Third, the thresholds used for csPCa varied although most used the presence of any Gleason >/= 3 + 4 when it was reported. Further, and more problematic, is that commonly used definitions of csPCa are modelled from systematic biopsy data and as such their utility in targeted biopsy has inherent challenges. For example, targeted biopsies by design take multiple cores from a single area of interest. Thus, when total cancer core lengths or numbers/percentages of positive cores are used in this setting there is a significant risk of over-estimation of risk; something we have described as the potential Will–Rogers phenomenon [60].

Fourth, given the aforementioned drawbacks of TRUS-GB [1] we acknowledge that its use as a reference standard for determining the ideal MRI-GB technique is not optimal. Template mapping biopsies would represent a better reference standard for answering our third question. However, one should bear in mind that a recent RCT also found no advantage to any technique [59].

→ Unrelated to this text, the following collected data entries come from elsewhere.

PR #4050, opened 2025-12-10
run: Set up sandbox with a preexec function

daandemeyer:
There's no need to initialize a new python interpreter every single
time we need a sandbox when we can use the one we already have by
setting up the sandbox with a preexec_fn. A preexec_fn executes before
execve(), so we can reuse the same python interpreter we're already
running in instead of having to spawn a new one.

If we're debugging the sandbox or running a setup command, we stick to
the old approach of invoking a separate python interpreter.

### DIFF
--- a/mkosi/run.py
+++ b/mkosi/run.py
@@ -18,8 +18,9 @@ from pathlib import Path
 from types import TracebackType
 from typing import TYPE_CHECKING, Any, Callable, Generic, NoReturn, Optional, Protocol, TypeVar
 
+import mkosi.sandbox
 from mkosi.log import ARG_DEBUG, ARG_DEBUG_SANDBOX, ARG_DEBUG_SHELL, die
-from mkosi.sandbox import acquire_privileges, joinpath, umask
+from mkosi.sandbox import SD_LISTEN_FDS_START, acquire_privileges, joinpath, umask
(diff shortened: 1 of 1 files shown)


mkosi/run.py
```diff
@@ -209,21 +213,56 @@ def spawn(
...
+        prefix: list[str]
+        if sbx and not apply_sandbox_in_preexec:
+            module = stack.enter_context(resource_path(sys.modules[__package__ or __name__]))
+            prefix = [
+                *(["strace", "--detach-on=execve"] if ARG_DEBUG_SANDBOX.get() else []),
+                sys.executable, "-SI", os.fspath(module / "sandbox.py"),
+                *sbx,
+            ]  # fmt: skip
+        else:
+            prefix = []
```
behrmann: Since the typing needs to stay outside anyway, we can use this to get rid of the else branch and make this a bit easier on the eyes. 
```suggestion
        prefix: list[str] = []
        if sbx and not apply_sandbox_in_preexec:
            module = stack.enter_context(resource_path(sys.modules[__package__ or __name__]))
            prefix = [
                *(["strace", "--detach-on=execve"] if ARG_DEBUG_SANDBOX.get() else []),
                sys.executable, "-SI", os.fspath(module / "sandbox.py"),
                *sbx,
            ]  # fmt: skip
```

Finally, there were variations in biopsy technique between studies. For example, by the number of cores taken, or whether TRUS-GB or MRI-GB was performed first. If the former is true then prostatic swelling may affect diagnostic accuracy due to the swelling altering prostatic morphology. There are also numerous FUS-TB systems available on the market. Some use rigid fusion systems where the MR-images simply overlay the USS images, and some use elastic fusion systems where double contouring accounts for prostatic deformation by the ultrasound probe. A definitive, multi-user, multi-centre, multi-fusion platform randomized controlled trial sufficiently powered for csPCa to overcome these incorporation biases is needed.

Conclusions

In men where PCa is suspected on MRI, MRI-GB offers superior rates of csPCa detection and significantly reduces diagnoses of insignificant PCa compared to TRUS-GB. In terms of the superiority of MRI-GB techniques we found no significant differences in CDR for csPCa. More than half of the included studies were subject to significant selection bias and thus conclusions must be tempered. Further, in studies reporting on COG-TB, highly expert practitioners performed the biopsies, possibly overstating the sensitivity of the technique. A robust RCT design appropriately powered for csPCa as the primary outcome measure is required to provide a definitive answer.